Items from a dataset
Content starts

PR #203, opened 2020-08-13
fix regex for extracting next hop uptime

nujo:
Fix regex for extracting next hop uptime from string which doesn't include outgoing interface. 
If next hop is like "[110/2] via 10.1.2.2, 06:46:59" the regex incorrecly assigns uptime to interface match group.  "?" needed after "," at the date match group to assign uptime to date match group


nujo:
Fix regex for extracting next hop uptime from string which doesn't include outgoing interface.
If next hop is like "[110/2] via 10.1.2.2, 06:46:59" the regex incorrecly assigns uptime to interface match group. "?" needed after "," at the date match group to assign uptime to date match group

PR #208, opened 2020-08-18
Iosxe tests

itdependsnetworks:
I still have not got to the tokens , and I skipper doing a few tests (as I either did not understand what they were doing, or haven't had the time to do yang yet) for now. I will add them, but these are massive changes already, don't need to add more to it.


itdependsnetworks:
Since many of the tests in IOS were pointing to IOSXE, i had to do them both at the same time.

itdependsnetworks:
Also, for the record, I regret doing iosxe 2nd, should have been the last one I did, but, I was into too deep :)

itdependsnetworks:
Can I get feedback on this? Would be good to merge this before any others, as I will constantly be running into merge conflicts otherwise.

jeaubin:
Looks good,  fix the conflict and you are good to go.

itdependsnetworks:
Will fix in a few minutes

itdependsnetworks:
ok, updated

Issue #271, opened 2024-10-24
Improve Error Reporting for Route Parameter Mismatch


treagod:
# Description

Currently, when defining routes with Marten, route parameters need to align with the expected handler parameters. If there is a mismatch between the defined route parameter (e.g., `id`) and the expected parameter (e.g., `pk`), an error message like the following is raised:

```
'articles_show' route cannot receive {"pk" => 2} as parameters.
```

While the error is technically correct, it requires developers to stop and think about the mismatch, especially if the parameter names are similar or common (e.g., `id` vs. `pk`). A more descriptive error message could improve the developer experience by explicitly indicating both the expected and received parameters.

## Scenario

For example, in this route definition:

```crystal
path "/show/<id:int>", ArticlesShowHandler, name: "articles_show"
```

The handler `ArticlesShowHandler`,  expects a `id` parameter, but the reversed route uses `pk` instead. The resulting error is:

Content ends
Content starts

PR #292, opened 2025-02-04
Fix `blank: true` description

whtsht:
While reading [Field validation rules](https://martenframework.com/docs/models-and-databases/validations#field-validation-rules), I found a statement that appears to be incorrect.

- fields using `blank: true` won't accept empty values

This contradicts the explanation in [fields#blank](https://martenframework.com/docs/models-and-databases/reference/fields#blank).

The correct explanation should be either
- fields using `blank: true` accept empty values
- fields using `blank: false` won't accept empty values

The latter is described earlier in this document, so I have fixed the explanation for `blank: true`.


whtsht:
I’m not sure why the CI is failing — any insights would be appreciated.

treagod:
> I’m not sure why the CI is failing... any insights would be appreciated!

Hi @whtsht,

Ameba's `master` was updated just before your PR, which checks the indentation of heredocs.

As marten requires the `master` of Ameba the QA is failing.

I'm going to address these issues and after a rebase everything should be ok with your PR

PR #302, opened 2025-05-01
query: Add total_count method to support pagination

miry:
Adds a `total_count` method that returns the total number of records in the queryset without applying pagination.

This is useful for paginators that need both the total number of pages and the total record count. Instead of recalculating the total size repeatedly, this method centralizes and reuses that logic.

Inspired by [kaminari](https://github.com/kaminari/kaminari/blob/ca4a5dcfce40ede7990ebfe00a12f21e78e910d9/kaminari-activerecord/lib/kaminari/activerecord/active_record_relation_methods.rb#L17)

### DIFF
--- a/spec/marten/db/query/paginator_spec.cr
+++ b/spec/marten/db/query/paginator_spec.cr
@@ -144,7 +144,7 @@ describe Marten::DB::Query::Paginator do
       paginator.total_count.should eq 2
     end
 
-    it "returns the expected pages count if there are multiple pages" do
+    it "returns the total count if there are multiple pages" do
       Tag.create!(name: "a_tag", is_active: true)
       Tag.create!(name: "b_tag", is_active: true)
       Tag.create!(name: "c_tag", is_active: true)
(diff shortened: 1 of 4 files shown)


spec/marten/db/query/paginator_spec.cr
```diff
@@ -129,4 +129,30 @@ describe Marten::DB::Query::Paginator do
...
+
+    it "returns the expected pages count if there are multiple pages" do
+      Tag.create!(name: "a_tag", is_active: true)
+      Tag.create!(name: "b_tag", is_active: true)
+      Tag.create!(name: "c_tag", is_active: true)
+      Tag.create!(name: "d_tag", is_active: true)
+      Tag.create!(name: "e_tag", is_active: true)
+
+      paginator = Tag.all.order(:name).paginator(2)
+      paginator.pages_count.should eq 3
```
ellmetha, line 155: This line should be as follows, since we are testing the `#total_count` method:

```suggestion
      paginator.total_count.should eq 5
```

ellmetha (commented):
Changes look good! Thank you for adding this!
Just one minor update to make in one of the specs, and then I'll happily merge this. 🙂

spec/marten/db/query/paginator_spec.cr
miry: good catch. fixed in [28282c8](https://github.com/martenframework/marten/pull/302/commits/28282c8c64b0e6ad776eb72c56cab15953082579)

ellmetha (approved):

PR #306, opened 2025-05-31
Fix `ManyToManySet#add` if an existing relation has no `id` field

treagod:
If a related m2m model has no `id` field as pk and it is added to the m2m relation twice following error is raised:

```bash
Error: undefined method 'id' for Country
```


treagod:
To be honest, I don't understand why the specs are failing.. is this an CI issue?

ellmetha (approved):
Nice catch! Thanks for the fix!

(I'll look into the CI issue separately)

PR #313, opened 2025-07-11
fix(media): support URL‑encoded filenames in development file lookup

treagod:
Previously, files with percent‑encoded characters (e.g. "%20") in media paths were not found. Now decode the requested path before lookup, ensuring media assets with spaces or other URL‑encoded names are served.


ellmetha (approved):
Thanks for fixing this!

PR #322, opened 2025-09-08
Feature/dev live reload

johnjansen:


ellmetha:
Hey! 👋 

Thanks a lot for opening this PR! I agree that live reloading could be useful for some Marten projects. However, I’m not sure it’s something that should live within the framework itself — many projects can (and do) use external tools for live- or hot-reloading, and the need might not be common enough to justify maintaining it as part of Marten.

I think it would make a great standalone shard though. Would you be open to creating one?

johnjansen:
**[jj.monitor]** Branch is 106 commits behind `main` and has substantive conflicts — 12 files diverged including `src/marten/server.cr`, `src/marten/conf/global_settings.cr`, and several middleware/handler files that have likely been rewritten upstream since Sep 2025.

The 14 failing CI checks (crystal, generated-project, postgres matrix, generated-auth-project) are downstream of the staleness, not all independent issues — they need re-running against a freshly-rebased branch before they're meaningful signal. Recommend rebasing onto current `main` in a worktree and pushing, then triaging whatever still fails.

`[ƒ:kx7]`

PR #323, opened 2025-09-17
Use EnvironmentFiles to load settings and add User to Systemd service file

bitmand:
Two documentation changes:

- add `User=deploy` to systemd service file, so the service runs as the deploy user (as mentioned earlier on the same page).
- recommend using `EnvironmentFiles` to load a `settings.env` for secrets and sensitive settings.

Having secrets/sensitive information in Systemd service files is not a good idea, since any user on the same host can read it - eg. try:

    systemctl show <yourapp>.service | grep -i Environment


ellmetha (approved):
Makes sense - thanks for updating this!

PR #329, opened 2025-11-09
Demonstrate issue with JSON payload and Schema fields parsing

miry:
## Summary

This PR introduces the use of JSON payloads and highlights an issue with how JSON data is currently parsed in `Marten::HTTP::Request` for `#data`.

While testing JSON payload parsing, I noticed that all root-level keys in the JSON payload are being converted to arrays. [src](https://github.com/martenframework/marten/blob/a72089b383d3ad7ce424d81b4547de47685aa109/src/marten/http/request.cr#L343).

Content ends

== What this task involves ==
The response must hold only the lines above from the line with "would be appreciated!" through the line with "As marten requires", each copied exactly, both ends kept.

== Response area ==
> I’m not sure why the CI is failing... any insights would be appreciated!

Hi @whtsht,

Ameba's `master` was updated just before your PR, which checks the indentation of heredocs.

As marten requires the `master` of Ameba the QA is failing.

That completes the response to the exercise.